== Information ==
PR #2099, opened 2019-06-02
Fix inner-staging links to use cicount=copy

coolo:
We need to keep the cicount in sync for the kernel as kernel-syms requires kernel-default of kernel-source


coolo:
fixing sp5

== Problem ==
Would you reproduce the whole listing above, word for word?

== Response below ==
PR #2099, opened 2019-06-02
Fix inner-staging links to use cicount=copy

coolo:
We need to keep the cicount in sync for the kernel as kernel-syms requires kernel-default of kernel-source


coolo:
fixing sp5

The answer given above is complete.